··· THE RECORDS

Issue #1782, opened 2017-03-20
Deleting Episode Files that do not exist fails


stuntguy3000:
Show List: (Directory was manually deleted)
![screenshot_2](https://cloud.githubusercontent.com/assets/1522389/24097748/24eb2fd6-0db7-11e7-8926-be4f268d8c65.png)

HTTP Responses when deleting files:
![screenshot_1](https://cloud.githubusercontent.com/assets/1522389/24097758/2d02cbca-0db7-11e7-959d-659d859a37e9.png)

Whilst this was fixed by performing a disk rescan, this error should be resolved.

markus101:
What do the logs show for this scenario?
What response are you expecting here?

If the series folder is on an unmounted you'd get the same behaviour and it wouldn't make sense to remove Sonarr's record of it. It shouldn't return a 500 response, but whether it's successful or not will depend on whether Sonarr thinks the series folder is likely on an unmounted volume (root folder is missing/empty) or just that series folder is missing and the records should be cleaned up.

stuntguy3000:
"What response are you expecting here?"
What kind of a question is this? The UI says the files are deleted except that's not the case.

"...and it wouldn't make sense to remove Sonarr's record of it."
If the user is attempting to delete the files and the file operation fails because the folder can't be found, then they should **absolutely** be removed from Sonarr.

"If the series folder is on an unmounted you'd get the same behaviour"
If the series folder is unmounted, it should say so and not let operations be performed.

"What do the logs show for this scenario?"
I don't have any, but in this scenario logs are irrelevant.

markus101:
> "What response are you expecting here?"
What kind of a question is this? The UI says the files are deleted except that's not the case.

That's an important distinction vs Sonarr returned and nothing happened. The only information you provided was that there was a 500 response and it shouldn't.

> "...and it wouldn't make sense to remove Sonarr's record of it."
If the user is attempting to delete the files and the file operation fails because the folder can't be found, then they should absolutely be removed from Sonarr.

Again, not if the series is on an unmounted share/volume.

>"What do the logs show for this scenario?"
I don't have any.

Logs would be helpful to see exactly where it failed, though in this case it should be easy to reproduce.

stuntguy3000:
> Again, not if the series is on an unmounted share/volume.

How realistic, common scenario though? _Hint:_ It's not.

> That's an important distinction vs Sonarr returned and nothing happened. The only information you provided was that there was a 500 response and it shouldn't.

[...]

PR #1800, opened 2017-03-26
Deleting Episode Files that no longer exist on disk

markus101:
#### Database Migration
NO

#### Description
This improves the deleting of episode files and a small refactor to deleting episode files after a series is deleted.

There are a few rules (consistent with rescanning a series folder):

- If the root folder for a series is missing or empty the file will not be deleted from the DB
- If only the series folder or the episode file is missing the file will be deleted from the DB
- If the file exists on disk we'll delete it from disk and then the DB

* #1782

### DIFF
--- a/src/NzbDrone.Core.Test/MediaFiles/MediaFileDeletionService/DeleteEpisodeFileFixture.cs
+++ b/src/NzbDrone.Core.Test/MediaFiles/MediaFileDeletionService/DeleteEpisodeFileFixture.cs
@@ -1,0 +1,140 @@
+﻿using System.IO;
+using FizzWare.NBuilder;
+using Moq;
+using NUnit.Framework;
+using NzbDrone.Common.Disk;
+using NzbDrone.Core.Exceptions;
+using NzbDrone.Core.MediaFiles;
+using NzbDrone.Core.Test.Framework;
+using NzbDrone.Core.Tv;
+using NzbDrone.Test.Common;
+
+namespace NzbDrone.Core.Test.MediaFiles.MediaFileDeletionService
+{
+    [TestFixture]
+    public class DeleteEpisodeFileFixture : CoreTest<Core.MediaFiles.MediaFileDeletionService>
+    {
+        private static readonly string RootFolder = @"C:\Test\TV";
+        private Series _series;
+        private EpisodeFile _episodeFile;
+
+        [SetUp]
+        public void Setup()
+        {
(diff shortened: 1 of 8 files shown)


src/NzbDrone.Core/MediaFiles/MediaFileDeletionService.cs
```diff
@@ -0,0 +1,76 @@
...
+        }
+
+        public void DeleteEpisodeFile(Series series, EpisodeFile episodeFile)
+        {
+            var fullPath = Path.Combine(series.Path, episodeFile.RelativePath);
+            var rootFolder = _diskProvider.GetParentFolder(series.Path);
+
+            if (!_diskProvider.FolderExists(rootFolder))
+            {
+                throw new NzbDroneClientException(HttpStatusCode.NotFound, "Series' root folder ({0}) doesn't exist.", rootFolder);
```
markus101: If you have a better suggestion for the status code, I'll take it.

Taloth: If the episodefile doesn't exist in the db at all then 404. Otherwise I'm leaning to Conflict, we already use it in the ReleaseModule if adding the release failed. But we need something that shows up on UI as a proper error notification.

src/NzbDrone.Core.Test/MediaFiles/MediaFileDeletionService/DeleteEpisodeFileFixture.cs
```diff
@@ -110,6 +113,29 @@ public void should_delete_from_disk_and_db_if_episode_file_exists()
...
+
+            Mocker.GetMock<IRecycleBinProvider>()
+                  .Setup(s => s.DeleteFile(_episodeFile.Path, "Series Title"))
+                  .Throws(new IOException());
+
+            Assert.Throws<NzbDroneClientException>(() => Subject.DeleteEpisodeFile(_series, _episodeFile));
+
+            ExceptionVerification.ExpectedErrors(1);
+            Mocker.GetMock<IRecycleBinProvider>().Verify(v => v.DeleteFile(_episodeFile.Path, "Series Title"), Times.Once());
+            Mocker.GetMock<IRecycleBinProvider>().Verify(v => v.DeleteFile(_episodeFile.Path, It.IsAny<string>()), Times.Once());
```
Taloth: Missing assertion verifying that the db entry isn't removed?

PR #1880, opened 2017-04-29
use cleancss for minification

drewfreyling:
#### Database Migration
NO

#### Description
Use a better css compressor. We save 3KB overall. CleanCSS performs well -> https://goalsmashers.github.io/css-minification-benchmark/

### DIFF
--- a/gulp/less.js
+++ b/gulp/less.js
@@ -5,7 +5,7 @@ var postcss = require('gulp-postcss');
 var sourcemaps = require('gulp-sourcemaps');
 var autoprefixer = require('autoprefixer-core');
 var livereload = require('gulp-livereload');
-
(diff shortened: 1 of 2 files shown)


gulp/less.js
```diff
@@ -5,7 +5,7 @@ var postcss = require('gulp-postcss');
 var sourcemaps = require('gulp-sourcemaps');
 var autoprefixer = require('autoprefixer-core');
 var livereload = require('gulp-livereload');
-
+var  cleanCSS = require('gulp-clean-css');
```
MindTooth: Extra space? :-)

drewfreyling: Fixed. Also changed casing to match `postcss`

PR #1884, opened 2017-04-29
remove redundant IE meta tag as we use http header instead

drewfreyling:
#### Database Migration
NO

#### Description
Since we already use the recommended way of sending down the `X-UA-Compatible` http header we don't need the meta tag as well.

#### Todos
- [ ] Documentation about browser support?

### DIFF
--- a/src/UI/index.html
+++ b/src/UI/index.html
@@ -2,7 +2,6 @@
 <html>
 <head>
     <title>Sonarr</title>
-    <meta http-equiv="X-UA-Compatible" content="IE=edge"/>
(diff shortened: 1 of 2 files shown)


thezoggy:
read: https://github.com/h5bp/html5-boilerplate/blob/master/dist/doc/html.md#x-ua-compatible

drewfreyling:
@thezoggy yup that is what i've done - "If possible, we recommend that you remove the meta tag and send only the HTTP response header". Am I missing something here?

Issue #1867, opened 2017-04-24
Health Checks on mount points


kyse:
Background: I noticed when messing with Ubuntu as a vm inside ESXi, using SATA controller instead of SCSI controller when using sata drives I exposed to the VM as a raw device mapping was a mistake.  The smart info wasn't available for the drives using the SATA controller, but worked fine with SCSI controller, and also I experienced errors in Sonarr once in a while where an import failed.  Obviously checking the logs it became apparent the access to path denied error wasn't so much related to permissions, but more so because of some error on the mount causing it to remount as read only.

So, I downloaded the source, and have been playing around with the health checker code, and grabbing series paths to determine mount points of interest to be monitored.  I figure mixing this with the procmount info, could we make the error message for a failed import a little more obvious for this scenario?

Or even a status alert that a mount point used in one of the existing series paths is mounted as read only.

Thoughts?  Is this something I should continue working towards a PR for you all?  Pretty sure I already fixed up my issue with my mount remounting read-only when I switched back to the SCSI controller, but figure this could be helpful during an issue in the future one day when drives start failing.

kyse:
I was able to get this working.

Exposed the mount options in the underlying mono IMount interface implementation.  I ran into a problem at first because certain mounts (mainly the actual mounts one would probably care about) weren't having their mountoptions value passed in to the final list returned from the service.  This was due to the list being built by first grabbing disks from the System.IO library, then concating the list with any additional mounts found from the mono implementation.  Reversing this fixed that problem, and I was able to successfully parse mount options for rw, or ro to determine how the mount was mounted.  In the health check, comparing a distinct list of series mounts (cause why do we care about mounts series aren't targeting) to find any ro mounts resulted in the desired warning output.

I noticed a list being build in one of the services ignores mounts with a path of /var/lib saying folks wouldn't care about anything mounted here, but for my case, I have one drive mounted under /var/lib/plexmediaserver/... because that's the home dir of the plex user.  So just a thought, that if block might want to be rethought.

markus101:
Improving messaging to users is definitely useful. This seems like a worthy improvement and we'd be interested in a PR for it.

> This was due to the list being built by first grabbing disks from the System.IO library, then concating the list with any additional mounts found from the mono implementation.

This is intentional to prefer the information in mono over the information in proc/mounts in the event we're parsing something wrong (or something similar), but perhaps a better middle-ground would be to take the information from mono and add in anything else provided by parsing proc/mount.

[...]

PR #1903, opened 2017-05-05
Health Check - Mount Read-Only

kyse:
#### Database Migration
NO

#### Description
Adds a health check to determine if any series targets a mount that is currently read-only.

#### Todos
- [ ] Tests
- [ ] Documentation

* #1867

### DIFF
--- a/src/NzbDrone.Common/Disk/DriveInfoMount.cs
+++ b/src/NzbDrone.Common/Disk/DriveInfoMount.cs
@@ -1,4 +1,5 @@
-﻿using System.IO;
+﻿using System.Collections.Generic;
+using System.IO;
 using NzbDrone.Common.Extensions;
 
 namespace NzbDrone.Common.Disk
@@ -8,10 +9,11 @@ namespace NzbDrone.Common.Disk
         private readonly DriveInfo _driveInfo;
         private readonly DriveType _driveType;
 
-        public DriveInfoMount(DriveInfo driveInfo, DriveType driveType = DriveType.Unknown)
+        public DriveInfoMount(DriveInfo driveInfo, DriveType driveType = DriveType.Unknown, Dictionary<string,string> options = null)
         {
             _driveInfo = driveInfo;
             _driveType = driveType;
+            MountOptions = options;
         }
 
         public long AvailableFreeSpace => _driveInfo.AvailableFreeSpace;
@@ -32,6 +34,8 @@ namespace NzbDrone.Common.Disk
         }
 
         public bool IsReady => _driveInfo.IsReady;
+
+        public Dictionary<string, string> MountOptions { get; private set; }
 
         public string Name => _driveInfo.Name;
 
--- a/src/NzbDrone.Common/Disk/DriveInfoMount.cs
+++ b/src/NzbDrone.Common/Disk/DriveInfoMount.cs
@@ -9,11 +9,11 @@ namespace NzbDrone.Common.Disk
         private readonly DriveInfo _driveInfo;
         private readonly DriveType _driveType;
 
-        public DriveInfoMount(DriveInfo driveInfo, DriveType driveType = DriveType.Unknown, Dictionary<string,string> options = null)
+        public DriveInfoMount(DriveInfo driveInfo, DriveType driveType = DriveType.Unknown, MountOptions mountOptions = null)
         {
             _driveInfo = driveInfo;
             _driveType = driveType;
-            MountOptions = options;
+            MountOptions = mountOptions;
         }
 
         public long AvailableFreeSpace => _driveInfo.AvailableFreeSpace;
@@ -35,7 +35,7 @@ namespace NzbDrone.Common.Disk
 
         public bool IsReady => _driveInfo.IsReady;
 
-        public Dictionary<string, string> MountOptions { get; private set; }
+        public MountOptions MountOptions { get; private set; }
 
         public string Name => _driveInfo.Name;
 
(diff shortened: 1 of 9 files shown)


src/NzbDrone.Common/Disk/DriveInfoMount.cs
```diff
@@ -8,10 +9,11 @@ public class DriveInfoMount : IMount
         private readonly DriveInfo _driveInfo;
         private readonly DriveType _driveType;
 
-        public DriveInfoMount(DriveInfo driveInfo, DriveType driveType = DriveType.Unknown)
+        public DriveInfoMount(DriveInfo driveInfo, DriveType driveType = DriveType.Unknown, Dictionary<string,string> options = null)
```
markus101: A dictionary or any enumerable type shouldn't be null, so you don't need to do a null check on it, so we should have a separate constructor or make it required.

markus101: Also: `Dictionary<string, string>` (with a space).

src/NzbDrone.Common/Disk/IMount.cs
```diff
@@ -8,6 +9,7 @@ public interface IMount
         string DriveFormat { get; }
         DriveType DriveType { get; }
         bool IsReady { get; }
+        Dictionary<string,string> MountOptions { get; }
```
markus101: `Dictionary<string, string>` (with a space) here as well.

src/NzbDrone.Mono/Disk/DiskProvider.cs
```diff
@@ -86,11 +86,13 @@ public override void SetPermissions(string path, string mask, string user, strin
...
         {
-            return GetDriveInfoMounts().Select(d => new DriveInfoMount(d, FindDriveType.Find(d.DriveFormat)))
-                                       .Where(d => d.DriveType == DriveType.Fixed || d.DriveType == DriveType.Network || d.DriveType == DriveType.Removable)
-                                       .Concat(_procMountProvider.GetMounts())
-                                       .DistinctBy(v => v.RootDirectory)
-                                       .ToList();
+
+            var procMounts = _procMountProvider.GetMounts();
+            return GetDriveInfoMounts().Join(procMounts, d => d.RootDirectory.FullName, m => m.RootDirectory, (d, m) => new DriveInfoMount(d, FindDriveType.Find(d.DriveFormat), m.MountOptions))
+                .Where(d => d.DriveType == DriveType.Fixed || d.DriveType == DriveType.Network || d.DriveType == DriveType.Removable)
```
markus101: Can we align this on the `.` as well?

src/NzbDrone.Mono/Disk/DiskProvider.cs
```diff
@@ -86,11 +86,13 @@ public override void SetPermissions(string path, string mask, string user, strin
 
         public override List<IMount> GetMounts()
         {
-            return GetDriveInfoMounts().Select(d => new DriveInfoMount(d, FindDriveType.Find(d.DriveFormat)))
-                                       .Where(d => d.DriveType == DriveType.Fixed || d.DriveType == DriveType.Network || d.DriveType == DriveType.Removable)
-                                       .Concat(_procMountProvider.GetMounts())
-                                       .DistinctBy(v => v.RootDirectory)
-                                       .ToList();
+
+            var procMounts = _procMountProvider.GetMounts();
```
markus101: New line after instead of before.

Taloth:
First of, add a MountOptions class (or something like it). Give that an IsReadOnly property. Have that check the internal dictionary for 'ro'.
That way you don't give the HealthCheck knownledge about those internals AND you can use the flag elsewhere.
Bonus is that it gets rid of the nullable dictionary.

Also, GetMounts is now broken. Imagine ProcMounts gives an empty list as result. What will happen with GetMounts? Reason is coz Join is an InnerJoin.

kyse:
I was using the null to know if the dictionary came from /proc/mounts or not.  Simply checking for a ro key in the dictionary whether contained in a class or directly would result in drives returned from System.IO library appearing as rw by default in a windows env.  If you're fine with using such an assumption, I'll run with it.  I just wanted a sure way to only pull up warnings/errors if the details retrieved from the dictionary actually came from /proc/mounts, thus the null optional parameter.

Taloth:
You can still have MountOptions nullable, I just wanted to be sure the internals are hidden and that the HealthCheck knows nothing about fstab mount options.

src/NzbDrone.Core/HealthCheck/Checks/MountCheck.cs
```diff
@@ -0,0 +1,35 @@
...
+        {
+            _diskProvider = diskProvider;
+            _seriesService = seriesService;
+        }
+
+        public override HealthCheck Check()
+        {
+            var mounts = _seriesService.GetAllSeries()
+                                       .Select(series => _diskProvider.GetMount(series.Path))
+                                       .DistinctBy(m => m.RootDirectory)
```
Taloth: Move DistinctBy one line up: `.DistinctBy(m => m.Path)`. That way you don't call GetMount per series, but only per Path.

markus101: You'd need to select all root folders for the series first since every series path should be unique.

```
.Select(s => s.Path.GetParentFolder())
.Where(m => m != null)
.Distinct()
```

The `Where` being a safety check to ensure it's not null (in case someone added a series path at the top of a drive/root, _shudders_).

Taloth: Already discussed it on IRC, we can't use Distinct coz we need mono to do the SymLinkResolver per series path to get the right mount. So we opted to just add a comment to explain why. It's not like this code gets call often.

PR #1907, opened 2017-05-05
Added ability to filter scene mappings by regex via services.

Taloth:
#### Database Migration
YES: 112

#### Description

- First is adding a FilterRegex field to SceneMapping. If it's not-null then the regex is used against the releaseTitle. In order to make that happen I needed to make sure the releaseTitle was passed through from the various places.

······

**ACTION ITEM:** Check each line of the entries above, and show every one holding the word "thezoggy".

**WRITTEN REPLY:**
thezoggy:
@thezoggy yup that is what i've done - "If possible, we recommend that you remove the meta tag and send only the HTTP response header". Am I missing something here?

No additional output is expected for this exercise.